Posted July 26, 2008

On Saturday, June 14, Will and I got up fairly early for a hike in RMNP (Rocky Mountain National Park). You can loop around a mountainous ridge (Lumpy Ridge; extensively used by climbers), come down the backside of Lumpy along Cow Creek (a trail used to get to Bridal Veil Falls), cut across the end of the ridge to Gem Lake, and then end up back at the car. All in all, a “good” 10 mile hike (so, maybe between 10 and 11 miles) with a variety of hiking.

Before I go any further in the trip’s description, here is my standard comment. Please check my photo galleries here for all the larger and higher quality photos for this trip. The photos in the gallery are a quantum leap in size and quality compared to the little teaser photos I put in this site’s trip narrative.
I have two other links that will help locate the area if you are interested in making the hike yourself. A Google Earth map can be found here. Use the scale bar on the left side of the Google map to help zoom in or out to help locate the area based on where you live. (This link
will direct you to a Google map that shows ALL my trips.)
In order to help you with the actual trail itself, you can use this link to view a topo map of the Lumpy Ridge Loop trail.
All links open a new browser window.

There are several good reasons to take this hike. One, it only takes 1 hour to drive to it from Fort Collins. Two, it is snow free early in the hiking season. And three, although it is in RMNP, it does not require you to purchase an entry ticket into the park. Good stuff : )

So, we left Fort Collins around 6:30 am, got up to “The Egg and I” in Estes Park around 7:30 am, had a rather great breakfast (combination of excellent service, excellent food, and very reasonable prices), and were on the trail no later than 9 am. I did discover that they have constructed a brand new trail head and parking lot (pretty decent in size), but the parking lot WILL fill up. When we got there at 8:30+am there were only a couple of dozen cars. When got back the parking lot was full (there is an additional row of parking that can’t be seen in this photo).

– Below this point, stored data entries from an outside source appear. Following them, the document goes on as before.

PR #36, opened 2015-12-04
Implemented WindowsFile#exist?

docwhat:
It was missing and not raising an error, which caused much confusion.

See https://github.com/chef/inspec/issues/288 for more info.


arlimus:
Fantastic clean fix for windows! :+1: 
Cheers @docwhat

PR #44, opened 2015-12-30
introduce `mounted` as a seperate method to retrieve the content

chris-rock:


lib/train/extras/windows_file.rb
```diff
@@ -39,6 +39,10 @@ def link_path
       nil
     end
 
+    def mounted
+      nil
+    end
+
     def mounted?
       nil
     end
```
arlimus: how about just overwriting `mounted` and letting `mounted?` infer its status?

arlimus:
Looks great! Thank you @chris-rock :+1:

PR #47, opened 2016-01-13
Updating to the latest release of net-ssh to consume https://github.com/net-ssh/net-ssh/pull/280

tyler-ball:
\cc @chris-rock @arlimus


train.gemspec
```diff
@@ -20,7 +20,7 @@ Gem::Specification.new do |spec|
 
   spec.add_dependency 'json', '~> 1.8'
   spec.add_dependency 'mixlib-shellout', '~> 2.1'
-  spec.add_dependency 'net-ssh', '~> 2.9'
```
chris-rock: I propose we use `=> 2.9` since inspec works with ruby `1.9.3` as well

PR #52, opened 2016-01-21
Copying https://github.com/test-kitchen/test-kitchen/pull/919 to this repo

tyler-ball:
\cc @chris-rock @arlimus 

I'm guessing we didn't see this here because something else in train was including timeout, but its still the right thing to do


chris-rock:
Thanks @tyler-ball for catching this!

PR #55, opened 2016-01-24
use negotiate auth for winrm and not basic_auth

mwrock:
winrm 1.6 provides support for NTLM/Negotiate auth so we should use that instead of `:plaintext` as the default transport. See http://www.hurryupandwait.io/blog/sane-authenticationencryption-arrives-to-ruby-based-cross-platform-winrm-remote-execution


chris-rock:
@mwrock Awesome. I cannot thank you enough for this feature! That makes live for our customers so much easier.

PR #63, opened 2016-02-01
add `requiretty` workaround measures

srenatus:
This change includes a `chef-apply`able recipe stub that can be used to fix a user's `sudoers` config if the distribution defaults to `requiretty`.

```interactive
# TRAIN_SUDO_USER=chef chef-apply contrib/fixup-requiretty.rb
```

It tries to be cautious, since sudoer configurations are a delicate matter.


arlimus:
Fantastic workaround to a bugging can of problems!!
Thank you @srenatus :+1: :)

PR #70, opened 2016-02-14
complete rewrite of windows version detection

chris-rock:
The new Windows version detection is not based on Powershell anymore, it uses two core commands:
- `ver` is a command-line tool since MSDOS that outputs the version of the Operating System
- ~~`systeminfo` was introduced in Windows XP Professional and outputs more system details~~
- `wmic os get * /format:list` to retrieve the details of the operating system

Unfortunately we cannot rely on `ver` only, since build numbers and version are sometimes the same between Windows Client and Server. Therefore we cannot use this alone to distinguish between both operating systems.

### DIFF
--- a/appveyor.yml
+++ b/appveyor.yml
@@ -20,7 +20,8 @@ clone_folder: c:\projects\train
 clone_depth: 1
 
 cache:
-  - C:\Ruby21\bin\gem
+  - C:\Users\appveyor\.gem\ruby\2.1.0
+  - C:\Ruby21\lib\ruby\gems\2.1.0
 
 install:
   - systeminfo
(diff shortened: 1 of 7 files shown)


mwrock:
Might consider `run_wql` see https://github.com/WinRb/WinRM/blob/master/lib/winrm/command_executor.rb#L171

And querying `win32_operatingsystem`

mwrock:
Then you may just need one call

chris-rock:
@mwrock Great Idea. Is that working on CLI as well? We do not have WinRM available all the time. I try to find a solution that is very minimal and works remote and locally. It should have no specific dependency on PowerShell or any scripting.

mwrock:
Oh I thought this was all remote. Wmic would be the cli equivalent

chris-rock:
Thanks @mwrock for this great idea. `wmic` was a lifesaver and made the implementation much easier. Since the current implementation does not depend on Powershell anymore, it is much more stable and works awesome remote and locally.

arlimus:
Awesome improvement, and much simpler this way. Love the tests too @chris-rock :+1: 
Cheers @mwrock for your help :)

mwrock:
:hand:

The trail head does have a restroom facility and a good description of the trails in the area. Take a few minutes to review and it will probably help you decide where to go. If you do not feel like doing the “loop”, there are shorter options as far as hiking.

We immediately were able to see some of the striking rock formations that Lumpy Ridge is known for (most being much larger than this, of course).

The trail cuts over a small ridge ………

And through some small clearings. One thing you notice very quickly is that you will (for the next 4 miles) get many great views of Longs Peak and the continental divide. So, I took many photos of Longs Peak : )

Zoom in a little on that. Will wants us to climb Longs Peak later this year. Hmmmm. Looks kinda high to me.

Eventually you see the Black Canyon Creek valley. The trail will travel up the valley (the split to the right) for another 3-4 miles and slowly (well, rather quickly near the end) gain altitude and cross Lumpy Ridge to descend down Cow Creek.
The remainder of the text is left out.